High frequency design is where you really need to consider the effects of parasitic inductance, capacitance and impedance of your PCB layout. If your signal is too fast, and your track is too long, then the track can take on the properties of a transmission line. If you don’t use proper transmission line techniques in these situations then you can start to get reflections and other signal integrity problems.
A “critical length” track is one in which the propagation time of the signal starts to get close to the length of the track. On standard FR4 copper boards, a signal will travel roughly 6 inches every nano second. A rule of thumb states that you need to get really concerned when your track length approaches half of this figure. But in reality it can actually be much less than this. Remember that digital square wave signals have a harmonic content, so a 100MHz square wave can actually have signal components extending into the GHz region.
In high speed design, the ground plane is fundamental to preserving the integrity of your signals, and also reducing EMI emissions. It allows you to create “controlled impedance” traces, which match your electrical source and load. It also allows you to keep signals coupled “tight” to their return path (ground).
There are many ways to create controlled impedance “transmission” lines on a PCB. But the two most basic and popular ways are called Microstrip and Stripline.
A Microstrip is simply a trace on the top layer, with a ground plane below. The calculation involved to find the characteristic impedance of a Microstrip is relatively complex. It is based on the width and thickness of the trace, the height above the ground plane, and the relative permittivity of the PCB material. This is why it is important to keep the ground plane as close as possible to (usually) the top layer.

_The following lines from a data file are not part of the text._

PR #1948, opened 2023-10-03
Always set the ttyS0 credentials

DaanDeMeyer:
Even when booting with GUI, we might still have a serial terminal, so let's always set the serial terminal specific size credentials as these don't affect the GUI terminals at all.


DaanDeMeyer:
Pretty trivial, so let's just merge this one

PR #1949, opened 2023-10-03
Use local GPG keys from distribution-gpg-keys if available

DaanDeMeyer:
Let's prefer using local keys from the distribution-gpg-keys package if available.


keszybz (approved):
LGTM.

One suggestion would be make `config` an attribute of `Distribution` (set at creation time), and then we wouldn't need to pass the argument around in some many places.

A Stripline is similar to the Microstrip, but it has an additional ground plane on top of the trace. So in this case, the trace would have to be on one of the inner layers. The advantage of stripline over microstrip is that most of the EMI radiation will be contained within the ground planes.
There are many free programs and spreadsheets available that will calculate all the variations of Microstrip and Stripline for you.
Some useful information and rules of thumb for high frequency design are:
1) Keep your high frequency signal tracks as short as possible.
2) Avoid running critical high frequency signal tracks over any cutout in your ground plane. This causes discontinuity in the signal return path, and can lead to EMI problems. Avoid cutouts in your ground plane wherever possible. A cutout is different to a split plane, which is fine, provided you keep your high frequency signal tracks over the relevant continuous plane.
3) Have one decoupling capacitor per power pin.
4) If possible, track the IC power pin to the bypass capacitor first, and then to the power plane. This will reduce switching noise on your power plane. For very high frequency designs, taking your power pin directly to the power plane provides lower inductance, which may be more beneficial than lower noise on your plane.
5) Be aware that vias will cause discontinuities in the characteristic impedance of a transmission line.
6) To minimize crosstalk between two traces above a ground plane, minimize the distance between the plane and trace, and maximize the distance between traces. The coefficient of coupling between two traces is given by 1/(1+(Distance between traces / height from plane)^2))
7) Smaller diameter vias have lower parasitic inductance, and are thus preferred the higher in frequency you go.
8) Do not connect your main power input connector directly to your power planes, take it via your main filter capacitor(s).